The decision of the Administrative Hearing Commission that there are two transactions, the first of which is taxable, is reversed. The decision that the newsprint used in printing said supplement is exempt from taxation is affirmed. The cause is remanded for proceedings consistent with this opinion.
DONNELLY, C. J., and WELLIVER, MORGAN and HIGGINS, JJ., concur.
RENDLEN, J., dissents.
BARDGETT, J., dissents in separate opinion filed.
I respectfully dissent.
I am uncertain that whether an advertising supplement has a "character of its own" is at all decisive of this case but, in any event, the statement to the contrary in the principal opinion is incorrect. The advertising supplements printed by petitioner which were not used in newspapers were used by the advertising customer — the merchant — as advertising pieces in the customer's store. This was stated in oral argument, agreed to by all parties, and is not unusual. I have no doubt that an "advertising supplement" becomes an integral part of the newspaper when folded into and sold as part of the newspaper. Nevertheless, so does the ink used in printing, but the newspaper must pay sales tax when it purchases ink and some other items that go into the makeup of a newspaper.
The fact that the Daily Record is a newspaper publishing company is of no consequence in this case, and that also was stipulated during oral argument. The business transaction sought to be taxed does not even involve a newspaper; the transaction is between the merchant and a printer. For example, the merchant agrees to pay the printer $1,000 to print 10,000 advertising pieces consisting of four pages each. The printer prints them and is paid the $1,000. The question is whether the merchant is required to pay the printer the sales tax under § 144.020, and the printer required to collect it from the merchant.
There is no statute affording the foregoing transaction any exemption from the sales tax. The sale of a newspaper to a customer has been held to be not the sale of tangible personal property but rather a "service", and therefore not a sales taxable transaction. Furthermore, the sale of newsprint used in printing newspapers is an exempt transaction under § 144.030.3(7), RSMo 1978 (now § 144.030.2(8), RSMo Cum. Supp. 1981).

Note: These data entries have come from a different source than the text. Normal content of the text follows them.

PR #1031, opened 2020-08-17
Fix tag param for class test

Rakesh-Dakshinamoorthy:
## Description
The New feature from slash 1.9.0 lets the tester to add tag to the test params. This tagging of test param is not working for class based test. Unable to filter the tests that are tagged in params of class based tests.

Sample code
```
class SampleTest(slash.Test):
    @slash.tag("settings")
    @slash.parametrize(
        "choose_door_keypad", ["new" // slash.param("T1", tags="bt-sanity"),
                               "existing" // slash.param("T2")])
    def test_5(self, choose_door_keypad):
        print("testing 5:" + choose_door_keypad)
``` 
In the above sample code tags are provided to param of class based test. when trying to filter the test with the tag. slash is unable to filter it.

```
slash run -k tag:bt-sanity <path-of-the-script>
```

## Solution
fetched the tags of params while getting the tags in get_tags method in class Test

### DIFF
--- a/doc/changelog.rst
+++ b/doc/changelog.rst
@@ -1,5 +1,6 @@
 Changelog
 =========
+* :bug:`_` Fix to filter class based test based on the tagging in parameter
 * :bug:`899 major` Fix slash.exclude decorator for fixtures
 * :release:`1.10.0 <21-04-2020>`
 * :bug:`1013 major` Allow slash.use_fixtures application on other fixtures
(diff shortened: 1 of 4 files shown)


vmalloc:
@Rakesh-Dakshinamoorthy Good catch! Thanks for the contribution!

Rakesh-Dakshinamoorthy:
> hanks for the contribution!

You are welcome

PR #1049, opened 2021-01-10
Pin IPython<7.17.0 for Python3.6

### LINKED ISSUE #1048: slash doesn't work with python3.6 due to IPython's recent release
IPython recently (since version 7.17.0, released in Aug 2020) decided to drop support for Python>3.6. 

[Slash still supports Python3.6](https://github.com/getslash/slash/blob/develop/setup.cfg#L4).
 
A possible solution is to modify the requirements file so that if python==3.6, it will use IPython<7.17.0

Working on a pull request right now to do just that

d1618033:
Fixes #1048

### DIFF
--- a/requirements.txt
+++ b/requirements.txt
@@ -16,5 +16,5 @@ pyparsing
 vintage>=0.4.0
 brotli
 IPython==1.2.1; implementation_name=='pypy'
-IPython<7.17.0; implementation_name!='pypy' and python_version=='3.6'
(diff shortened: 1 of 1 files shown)


d1618033:
The travis-ci is failing, but it doesn't look like it's related to my change. @vmalloc what should I do?

vmalloc:
@d1618033 I need to fix `develop`, but I will merge this PR anyways because it looks ok

PR #1052, opened 2022-02-08
issue-1051: Make parallel work with resume

### LINKED ISSUE #1051: Parallel doesn't work when running "slash resume" instead of "slash run"
The reason is that "run" is hardcoded in the WorkerConfiguration class

```python
# slash/parallel/worker_configuration.py
class WorkerConfiguration(object):
    def __init__(self, args, worker_id):
        self._worker_id = worker_id
        self.argv = [sys.executable, '-m', 'slash.frontend.main', 'run', '--parallel-parent-session-id', ctx.session.id] + \
                     args + ["--parallel-worker-id", str(worker_id)]
```
The problem is that args does not contain the cmd, so some refactoring is needed

d1618033:
Fixes #1051

### DIFF
--- a/slash/frontend/list_config.py
+++ b/slash/frontend/list_config.py
@@ -20,7 +20,7 @@ def _parse_args(args):
 
 def list_config(args, report_stream=sys.stdout):
 
-    args = _parse_args(args)
+    args = _parse_args(args.argv)
     _print = Printer(report_stream, force_color=args.force_color, enable_color=args.enable_color)
 
     filters = _parse_filters(args.paths)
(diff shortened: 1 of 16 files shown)


vmalloc (dismissed):
LGTM. Thanks!

vmalloc:
@d1618033 Unfortunately the CI no longer works and needs a transition to GH actions. I will merge this manually for now.

Thanks for the help!

vmalloc:
Oh sorry just noticed it is still marked WIP. Let me know when it's ready for review again.

vmalloc (approved):
LGTM

PR #1054, opened 2022-05-28
python 3.6 and ipython 7.17.0 are not compatible

dimbleby:
Presumably more or less no-one is using the exact python version 3.6 so this doesn't really matter, but you have a sort of out-by-one error here.


vmalloc (approved):

dimbleby:
hmm, not sure I'm right actually...

PR #1068, opened 2023-03-22
Add flag for resuming session without skipped tests

oren0e:
Adding `unstarted-only-without-skipped` option when resuming.

### DIFF
--- a/doc/slash_run.rst
+++ b/doc/slash_run.rst
@@ -109,7 +109,7 @@ When you run a session that fails, Slash automatically saves the tests intended 
 
   $ slash resume -vv <session id>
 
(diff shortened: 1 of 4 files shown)


oren0e:
I think branch protection rules need to be edited, see: https://github.com/orgs/community/discussions/30724#discussioncomment-3473663

oren0e:
@vmalloc @ayalash - can someone please review this?

vmalloc:
Why this and not just use "unstarted only" and "no skipped"?

oren0e:
You are correct. I changed it. Also added info to the docs

oren0e:
@vmalloc - Can you take a look please?

vmalloc (approved):

PR #1070, opened 2023-05-09
Remove xunit testcase classname attribute for test functions

pierreluctg:
Empty string` classname` is causing issues in some parsers and here the `classname` is really `None` and not `""`


vmalloc (approved):
LGTM

PR #1078, opened 2023-09-18
Simplify dependency specification for ipython

gragib:
I have had many issues with resolving dependencies in projects that use `poetry` or `pdm`. `ipython` 1.2.1 is used when installing slash in Python 3.7+ on Windows/Ubuntu/macOS. The changes proposed in this PR should preserve the current behaviour when using `pypy`, while allowing `cpython` implementations to use more recent versions of `ipython`.

### DIFF
--- a/pyproject.toml
+++ b/pyproject.toml
@@ -34,9 +34,7 @@ dependencies = [
     "pyparsing",
     "vintage>=0.4.0",
     "brotli",
-    "IPython==1.2.1; implementation_name=='pypy'",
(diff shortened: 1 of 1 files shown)


vmalloc:
I don't think this change preserves the current behavior, as it unpins the dependency for pypy. Am I wrong?

gragib:
Moving this to draft while I gather the evidence.

gragib:
Is there any particular reason why `ipython` is pinned to `1.2.1` for `pypy`?

gragib:
Closing this since I can't even get the wheels on PyPI to install in pypy.

PR #85, opened 2023-08-09
Update Composer Platform and ACF Require

ChrisMKindred:
## What does this do/fix?

Adds a platform option to the composer config to make sure even if you run composer using a different version of php, it will still download for 8.1. 

Changes the composer require for ACF to the [recommended version by WP Engine](https://www.advancedcustomfields.com/resources/installing-acf-pro-with-composer/).

### DIFF
--- a/auth-sample.json
+++ b/auth-sample.json
@@ -2,7 +2,7 @@
 	"http-basic": {
 		"connect.advancedcustomfields.com": {
 			"username": "ACF License Key",
-			"password": "SITE_URL"
+			"password": "https://moose.lando.site"
 		}
 	}
 }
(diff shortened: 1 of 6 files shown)


auth-sample.json
```diff
@@ -0,0 +1,8 @@
+{
+	"http-basic": {
+		"connect.advancedcustomfields.com": {
+			"username": "ACF License Key",
+			"password": "SITE_URL"
+		}
```
dpellenwood, line 6: Will this require the site to be "registered" with the license key ahead of time? If so, we should probably mention that in the docs.

dpellenwood (approved):
One question/comment. Looks good tho!

auth-sample.json
ChrisMKindred: No, there is no registration that is needed.  It will add the site to the active site list in the account section of the ACF site automatically.

GeoffDusome (approved):
🟢 Good to merge after docs update!

PR #86, opened 2023-08-09
[FIX] WP 6.3 Block Styles Support

GeoffDusome:
## What does this do/fix?

- remove block styles support
- update items in styleguide that don't quite match after removing styles


dpellenwood (approved):
Looks great, Geoff. Thanks for tackling this. Do you think there are any styles we've added that we no longer need w/o the core theme styles loading now?

ChrisMKindred (approved):

PR #94, opened 2023-08-16
[FIX] Update Styleguide Pattern for WP 6.3

GeoffDusome:
## What does this do/fix?

- reworks styleguide pattern to be a little bit easier to read & work with, as well as updating all of the blocks to 6.3 so we no longer have any confusion with blocks using old formats.
- move typography for Pullquote & Quote block to a `css` option in `theme.json` - it appears that the `typography` settings for these blocks was being overridden by the Paragraph block. I don't know if it would be better to add the custom styles in our actual block styles or if this would be ok 🤔 

Screenshots/video:
image

### DIFF
--- a/wp-content/themes/core/theme.json
+++ b/wp-content/themes/core/theme.json
@@ -421,11 +421,6 @@
 						"bottom": "var(--wp--preset--spacing--40)"
 					}
 				},
-				"typography": {
-					"fontSize": "var(--wp--preset--font-size--50)",
-					"fontWeight": "var(--wp--custom--font-weight--bold)",
-					"lineHeight": "1.2"
-				},
 				"elements": {
 					"cite": {
 						"typography": {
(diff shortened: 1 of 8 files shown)


wp-content/themes/core/theme.json
```diff
@@ -436,7 +431,8 @@
 							"fontStyle": "normal"
 						}
 					}
-				}
+				},
+				"css": "> blockquote p {font-size: var(--wp--preset--font-size--50); font-weight: var(--wp--custom--font-weight--bold); line-height: 1.2;}"
```
jamiepaul, line 435: 🔴 yea, let's not do this. I know @dpellenwood wasn't a fan and has commented on it before. Let's move the styles to our block's `.pcss` partial

jamiepaul (approved):
🟢 Let's move those styles to the block pcss and this is g2g @GeoffDusome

In the previous example if the merchant receives his 10,000 advertising pieces and distributes them or uses them in his store, the transaction is admittedly subject to the sales tax. But, if the merchant has the advertising pieces delivered to a newspaper to be sold with the paper, then the transaction between the merchant and the printer becomes nontaxable even though the newspaper is not a party to that transaction at all. Of course, the merchant will pay the newspaper for carrying his advertising, but that is not the transaction involved in this case.

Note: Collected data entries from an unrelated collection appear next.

PR #97, opened 2023-08-29
Add accessibility-checker to plugins

ChrisMKindred:
## What does this do/fix?

Adds the Accessibility Checker plugin for checking content as it is entered.

### DIFF
--- a/composer.json
+++ b/composer.json
@@ -125,6 +125,7 @@
 		"vinkla/extended-acf": "^13.6",
 		"vlucas/phpdotenv": "^5.5",
 		"wp-cli/wp-cli-bundle": "^2.8",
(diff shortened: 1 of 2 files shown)


dpellenwood:
Thanks for putting this up, Chris. I reviewed the plugin and found a couple issues that I think will prevent us from adopting it. Notably:
* It's not very smart about errors. It’s finding thins like underlined text as a problem, but the underlining is specifically for links, which is preferred.
* It adds a metabox to the editor, which is kind of an anti-pattern now fro WordPress. (settings & meta should be handled in the editor sidebar.)
* Based on your feedback, it makes some strange curl requests to the FE of the site to run the report, which feels hacky.

PR #99, opened 2023-08-31
Replace Yoast SEO with Rank Math SEO

dpellenwood:
## What does this do/fix?

Switches out Yoast SEO for [Rank Math SEO](https://wordpress.org/plugins/seo-by-rank-math/), a bit of a newer SEO plugin for WordPress. In our early evaluations, Rank Math has a better UI, more features, and an importer from Yoast SEO if you want to move an existing project from Yoast to Rank Math.

We'll chat about this at the next Engineering Bi-weekly.


ChrisMKindred (approved):
🚢

GeoffDusome (approved):
🟢

PR #100, opened 2023-09-01
[MOOSE-32] Post Single QA

GeoffDusome:
## What does this do/fix?

- updates paragraphs, headings, to have global spacing
- removes margin definitions from reset
- fixes lists to ensure list styles don't get applied to other blocks
- updates styleguide pattern to remove extra spacers that were used to create space 

## QA

Links to relevant issues
- [Link to Issue](https://moderntribe.atlassian.net/browse/MOOSE-32)

### DIFF
--- a/wp-content/themes/core/assets/pcss/global/reset.pcss
+++ b/wp-content/themes/core/assets/pcss/global/reset.pcss
@@ -29,13 +29,6 @@ body {
 	overflow-x: hidden;
 }
 
-p,
-ol,
-ul,
-blockquote {
-	margin: 0;
-}
-
 cite,
 figcaption {
 	display: block;
--- a/wp-content/themes/core/blocks/core/lists/style.pcss
+++ b/wp-content/themes/core/blocks/core/lists/style.pcss
@@ -6,7 +6,7 @@
  * Ordered List
  * ---------------------------------------------------------------------- */
 
-:where(.wp-site-blocks) ol,
+.wp-site-blocks ol:not([class]),
 ol.wp-block-list {
 	padding-inline-start: 1.2rem;
 
@@ -27,7 +27,7 @@ ol.wp-block-list {
  * Unordered List
  * ---------------------------------------------------------------------- */
 
-:where(.wp-site-blocks) ul,
+.wp-site-blocks ul:not([class]),
 ul.wp-block-list {
 	padding-inline-start: 10px;
 
--- a/wp-content/themes/core/theme.json
+++ b/wp-content/themes/core/theme.json
@@ -372,6 +372,12 @@
 		},
 		"blocks": {
 			"core/paragraph": {
+				"spacing": {
+					"margin": {
+						"top": "1em",
+						"bottom": "0"
+					}
+				},
 				"typography": {
 					"fontSize": "var(--wp--preset--font-size--20)",
 					"fontWeight": "var(--wp--custom--font-weight--regular)",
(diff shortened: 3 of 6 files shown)


jamiepaul (approved):
🟢 this looks good to me @GeoffDusome

wp-content/themes/core/assets/pcss/global/reset.pcss
```diff
@@ -29,13 +29,6 @@ body {
 	overflow-x: hidden;
 }
 
-p,
-ol,
-ul,
-blockquote {
```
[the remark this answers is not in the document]
GeoffDusome: For paragraphs and lists specifically, this PR adds vertical margins to these elements. 
The core blocks that use `blockquote` now should have their own rules for handling inner paragraphs. For the `pullquote` block, I've removed the default margin around the inner `blockquote` element.

wp-content/themes/core/theme.json
```diff
@@ -372,6 +372,12 @@
 		},
 		"blocks": {
 			"core/paragraph": {
+				"spacing": {
+					"margin": {
```
dpellenwood, line 376: Before we implement this, I'd prefer to get an updated Figma comp from design with the spacing redlined. There's an outstanding question to the design team in the [Figma file already](https://www.figma.com/file/zbjC33tZJz5A901jeXM7zv/Website-Design-System?type=design&node-id=1975-3703&mode=design&t=rhAkHHysAFWRe6Gj-0). We can track there.

dpellenwood (commented):
This is good with me. But, I'd like to wait until we get design feedback on the spacing values (per my comment).Thanks Geoff!

wp-content/themes/core/theme.json
GeoffDusome: Core block spacing has been updated to match Figma.

wp-content/themes/core/blocks/core/lists/style.pcss
```diff
@@ -6,7 +6,7 @@
  * Ordered List
  * ---------------------------------------------------------------------- */
 
-:where(.wp-site-blocks) ol,
+.wp-site-blocks ol:not([class]),
```
dpellenwood, line 9: Talk me through this selector & change:

It looks like we're targeting an `ol` inside `.wp-site-blocks` that does not have a class attribute, correct? Then, on the next line, we're also targeting any `ol` _with_ a class of `wp-block-list`? 

I'm guessing this is needed for differences between the editor and the FE, but I'm wondering if we can can reduce/simplify it more?

dpellenwood (approved):
Changes look good, @GeoffDusome . I do have one question about the list selectors. Thanks for tackling this.

wp-content/themes/core/blocks/core/lists/style.pcss
GeoffDusome: The styles in this file are supposed to be specific to the List block. The problem is that the list block (much like the paragraph block) doesn't get a class on the FE, which makes it difficult to style and we've been having these styles bleed out into other blocks. Fortunately, other blocks that use lists on the FE _do_ get classes (Post Template block / Query block was a big pain point, Categories block, etc.). I've found the only list elements that don't get classes come from the list block (ironic 🙄).

In the editor, the List block _does_ get a class of `wp-block-list`, so that's easy to target and we don't need to prefix, because the `editor-styles-wrapper` prefix happens automatically. 

The FE selector will also get prefixed but it won't do anything because I believe `editor-styles-wrapper` and `wp-site-blocks` are the same element in the editor.

dpellenwood: Thanks for clarifying. Merge away!

PR #102, opened 2023-09-12
[MOOSE-34] Misc Template Fixes

GeoffDusome:
## What does this do/fix?

- Adds "Query No Results" block support so that we can add a "hack" to remove the no results block on the search template where we actually have results but it's the last page (thanks for finding this one @jamiepaul)
- Moves post card responsive to container queries, which should make the responsive for these cards feel a lot better.
- Adds explanations to the list block selectors
- The post template block was affected negatively by the asset enqueuing update. The selectors weren't specific enough to override some WP styling. I've added a `.wp-site-blocks` prefix to these selectors. @dpellenwood, I was incorrect on the list note from the other PR. `wp-site-blocks` is a child element of `editor-styles-wrapper`, so we _are_ able to also use that as a selector in the editor. The list block styles weren't affected by this change, however, as those selectors still work correctly in the editor & on the FE.
- Added some style margin to the top of the pagination block - margin settings are not available on this block.
- Since we added global margins to paragraphs, there were a few places where paragraphs were now getting spacing where they shouldn't. I've removed this extra spacing from templates & style files where it seemed reasonable to do so.
- Both archive templates (`archive.html` & `index.html`) lost the bottom margin on their headlines. I've added this back into the templates.

## QA

Links to relevant issues
- [Link to Issue](https://moderntribe.atlassian.net/browse/MOOSE-34)

### DIFF
--- a/wp-content/themes/core/assets/pcss/cards/post.pcss
+++ b/wp-content/themes/core/assets/pcss/cards/post.pcss
@@ -14,6 +14,7 @@
 
 .p-card-post {
 	position: relative;
+	container: postcard / inline-size;
 }
 
 /* -----------------------------------------------------------------------
@@ -34,7 +35,7 @@
 		}
 	}
 
-	@media (--viewport-small-max) {
+	@container (max-width: 320px) {
 		width: 22% !important;
 		float: right;
 		margin-inline-start: 2em;
--- a/wp-content/themes/core/blocks/core/lists/style.pcss
+++ b/wp-content/themes/core/blocks/core/lists/style.pcss
@@ -4,6 +4,12 @@
 
 /* ----------------------------------------------------------------------
  * Ordered List
+ *
+ * The first selector applies to the FE, the second in the editor.
+ * The list block is the only block on the FE that doesn't get a class,
+ * so we're able to apply a :not() selector for the class attribute.
+ * While both will apply in the editor, only the second will affect
+ * the actual list block.
  * ---------------------------------------------------------------------- */
 
 .wp-site-blocks ol:not([class]),
@@ -25,6 +31,12 @@ ol.wp-block-list {
 
 /* ----------------------------------------------------------------------
  * Unordered List
+ *
+ * The first selector applies to the FE, the second in the editor.
+ * The list block is the only block on the FE that doesn't get a class,
+ * so we're able to apply a :not() selector for the class attribute.
+ * While both will apply in the editor, only the second will affect
+ * the actual list block.
  * ---------------------------------------------------------------------- */
 
 .wp-site-blocks ul:not([class]),
--- a/wp-content/themes/core/blocks/core/querynoresults/style.pcss
+++ b/wp-content/themes/core/blocks/core/querynoresults/style.pcss
@@ -7,6 +7,7 @@
 	/**
 	* Hack to get around query block displaying no results blocks
 	* on final page of results
+	* @see https://github.com/WordPress/gutenberg/pull/53772
 	*/
 	.search-results & {
 		display: none;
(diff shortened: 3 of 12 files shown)


wp-content/themes/core/blocks/tribe/query-results-count/style.pcss
```diff
@@ -9,6 +9,10 @@
 
 	@mixin t-body;
 
+	> p {
```
jamiepaul, line 12: 🟠 It looks like the paragraph block in the Query No Results already has the margin top set to zero, so maybe we don't need this as a custom style?

If we do need it as a custom style, I'd rather see this applied w/ a custom class on the specific paragraph. It's possible some projects will have multiple paragraph blocks and we don't want to affect others

jamiepaul (approved):
This looks good except for one custom style that hopefully just isn't needed. Thanks for porting over the no results fix @GeoffDusome 🙌🏻

wp-content/themes/core/blocks/tribe/query-results-count/style.pcss
GeoffDusome: This is the query results count block, which is different than the no results block. This block only has the one paragraph in it and should never have more than one. With every file named the same it gets confusing 😂

wp-content/themes/core/assets/pcss/cards/post.pcss
```diff
@@ -34,7 +35,7 @@
 		}
 	}
 
-	@media (--viewport-small-max) {
+	@container (max-width: 320px) {
```
dpellenwood, line 38: 😍

wp-content/themes/core/blocks/core/lists/style.pcss
```diff
@@ -4,6 +4,12 @@
...
  * Ordered List
+ *
+ * The first selector applies to the FE, the second in the editor.
+ * The list block is the only block on the FE that doesn't get a class,
+ * so we're able to apply a :not() selector for the class attribute.
+ * While both will apply in the editor, only the second will affect
+ * the actual list block.
  * ---------------------------------------------------------------------- */
 
 .wp-site-blocks ol:not([class]),
```
dpellenwood, line 15: ❓  Just so I'm clear, the selector `.wp-site-blocks` IS rendered on the front-end somewhere? Is that a class we're adding to the templates somewhere? I'm not familiar with that class in the output of a public site.

wp-content/themes/core/blocks/core/querynoresults/style.pcss
```diff
@@ -0,0 +1,14 @@
+/**
+ * Styles specific to this block
+ */
+
+.wp-block-query-no-results {
+
+	/**
+	* Hack to get around query block displaying no results blocks
+	* on final page of results
```
dpellenwood, line 9: IIRC, this is a known bug in Gutenberg, right? It would be nice to reference the Issue or PR where they are addressing this so we can check in future versions if this is still needed.

dpellenwood (approved):
One suggested comment update, but this looks great, Geoff. Nice use of container queries!

wp-content/themes/core/blocks/core/lists/style.pcss
GeoffDusome: Correct yeah, `wp-site-blocks` is the wrapping class for all blocks on the FE & editor.

wp-content/themes/core/blocks/core/querynoresults/style.pcss
GeoffDusome: Apparently this was merged recently but I'm not seeing it fixed in 6.2.1 - maybe next release? https://github.com/WordPress/gutenberg/pull/53772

I believe the Administrative Hearing Commission's order was correct and should be affirmed. The commission's relevant finding and conclusion are set forth on page 350 of the principal opinion. That determination exempts the value of the newsprint from the taxable sale because newsprint used in newspapers is specifically exempt from sales tax, but it requires the tax to be paid on the remaining sum due from the merchant to the printer. The taxable event was the sale between the merchant and the printer; there is no statutory exemption for that transaction. I would affirm the decision of the commission.